> **About this task**
A single number is required: the count of lines in the records below that contain the word "again".

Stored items
=-=-=-=-=
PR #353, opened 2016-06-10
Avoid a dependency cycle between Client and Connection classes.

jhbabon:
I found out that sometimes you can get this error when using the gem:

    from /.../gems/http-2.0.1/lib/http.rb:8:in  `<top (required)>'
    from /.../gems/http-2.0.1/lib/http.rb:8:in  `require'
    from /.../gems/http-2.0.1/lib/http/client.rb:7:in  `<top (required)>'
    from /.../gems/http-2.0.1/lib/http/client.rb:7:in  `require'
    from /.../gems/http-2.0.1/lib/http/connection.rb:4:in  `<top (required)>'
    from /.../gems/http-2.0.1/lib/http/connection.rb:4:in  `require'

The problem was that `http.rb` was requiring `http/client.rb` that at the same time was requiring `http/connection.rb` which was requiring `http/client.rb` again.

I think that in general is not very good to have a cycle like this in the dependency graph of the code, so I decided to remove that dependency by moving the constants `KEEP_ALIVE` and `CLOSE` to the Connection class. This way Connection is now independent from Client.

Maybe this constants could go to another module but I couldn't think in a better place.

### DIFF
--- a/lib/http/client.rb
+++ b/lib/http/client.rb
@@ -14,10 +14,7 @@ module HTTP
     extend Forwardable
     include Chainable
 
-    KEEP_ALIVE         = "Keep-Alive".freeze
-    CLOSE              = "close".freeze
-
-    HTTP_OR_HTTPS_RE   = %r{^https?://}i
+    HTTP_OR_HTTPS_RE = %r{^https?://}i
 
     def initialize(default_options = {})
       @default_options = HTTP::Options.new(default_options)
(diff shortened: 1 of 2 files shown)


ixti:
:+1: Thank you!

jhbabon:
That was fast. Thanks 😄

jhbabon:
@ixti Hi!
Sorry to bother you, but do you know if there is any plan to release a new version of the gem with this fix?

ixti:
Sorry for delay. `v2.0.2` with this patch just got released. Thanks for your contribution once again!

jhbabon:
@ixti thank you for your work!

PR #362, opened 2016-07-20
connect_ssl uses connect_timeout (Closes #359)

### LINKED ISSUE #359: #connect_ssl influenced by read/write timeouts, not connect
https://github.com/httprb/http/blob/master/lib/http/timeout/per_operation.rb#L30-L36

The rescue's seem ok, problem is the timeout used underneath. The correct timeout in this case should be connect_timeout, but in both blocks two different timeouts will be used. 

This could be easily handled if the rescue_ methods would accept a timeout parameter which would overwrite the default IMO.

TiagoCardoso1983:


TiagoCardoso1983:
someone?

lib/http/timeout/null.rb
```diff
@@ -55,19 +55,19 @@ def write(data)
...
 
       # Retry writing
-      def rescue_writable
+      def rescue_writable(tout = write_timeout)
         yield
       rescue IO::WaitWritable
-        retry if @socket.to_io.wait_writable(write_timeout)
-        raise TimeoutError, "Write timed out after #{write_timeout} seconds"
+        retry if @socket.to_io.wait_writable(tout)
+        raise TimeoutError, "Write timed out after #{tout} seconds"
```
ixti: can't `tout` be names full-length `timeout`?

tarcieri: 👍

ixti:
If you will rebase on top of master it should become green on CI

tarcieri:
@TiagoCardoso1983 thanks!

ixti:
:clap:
=-=-=-=-=
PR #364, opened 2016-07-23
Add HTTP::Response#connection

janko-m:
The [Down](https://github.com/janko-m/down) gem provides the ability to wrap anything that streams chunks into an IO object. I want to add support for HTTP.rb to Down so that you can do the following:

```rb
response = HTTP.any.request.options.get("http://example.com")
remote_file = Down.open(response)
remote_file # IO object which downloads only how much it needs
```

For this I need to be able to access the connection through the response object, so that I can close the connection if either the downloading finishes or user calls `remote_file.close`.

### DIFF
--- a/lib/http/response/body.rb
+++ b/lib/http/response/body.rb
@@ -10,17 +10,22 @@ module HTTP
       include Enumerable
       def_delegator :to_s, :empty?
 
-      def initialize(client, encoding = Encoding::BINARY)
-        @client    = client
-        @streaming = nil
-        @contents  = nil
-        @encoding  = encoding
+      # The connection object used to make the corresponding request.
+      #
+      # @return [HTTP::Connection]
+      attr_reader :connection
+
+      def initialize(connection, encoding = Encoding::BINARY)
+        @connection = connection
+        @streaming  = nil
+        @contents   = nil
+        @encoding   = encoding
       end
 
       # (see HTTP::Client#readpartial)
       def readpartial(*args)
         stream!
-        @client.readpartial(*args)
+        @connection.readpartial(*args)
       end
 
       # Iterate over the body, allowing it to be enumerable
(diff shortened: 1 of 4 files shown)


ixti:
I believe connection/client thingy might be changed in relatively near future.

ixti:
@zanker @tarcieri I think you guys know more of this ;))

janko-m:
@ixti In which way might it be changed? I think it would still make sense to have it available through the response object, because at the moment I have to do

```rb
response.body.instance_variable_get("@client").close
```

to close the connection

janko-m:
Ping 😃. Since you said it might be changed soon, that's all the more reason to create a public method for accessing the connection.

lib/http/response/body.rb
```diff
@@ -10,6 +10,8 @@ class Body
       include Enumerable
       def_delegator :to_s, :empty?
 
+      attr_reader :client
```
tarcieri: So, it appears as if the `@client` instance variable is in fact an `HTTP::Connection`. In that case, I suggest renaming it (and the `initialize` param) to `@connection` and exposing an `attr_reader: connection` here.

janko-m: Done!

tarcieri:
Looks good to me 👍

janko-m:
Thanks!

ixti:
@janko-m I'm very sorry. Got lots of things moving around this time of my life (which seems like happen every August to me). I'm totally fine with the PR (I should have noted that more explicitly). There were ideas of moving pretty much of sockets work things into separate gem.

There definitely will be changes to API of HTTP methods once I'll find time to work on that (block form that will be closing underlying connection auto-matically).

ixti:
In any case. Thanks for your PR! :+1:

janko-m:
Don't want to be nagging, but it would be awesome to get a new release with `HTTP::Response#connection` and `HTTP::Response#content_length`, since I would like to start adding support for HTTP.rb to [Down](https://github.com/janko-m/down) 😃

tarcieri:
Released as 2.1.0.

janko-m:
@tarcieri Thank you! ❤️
=-=-=-=-=
> **Written reply**
2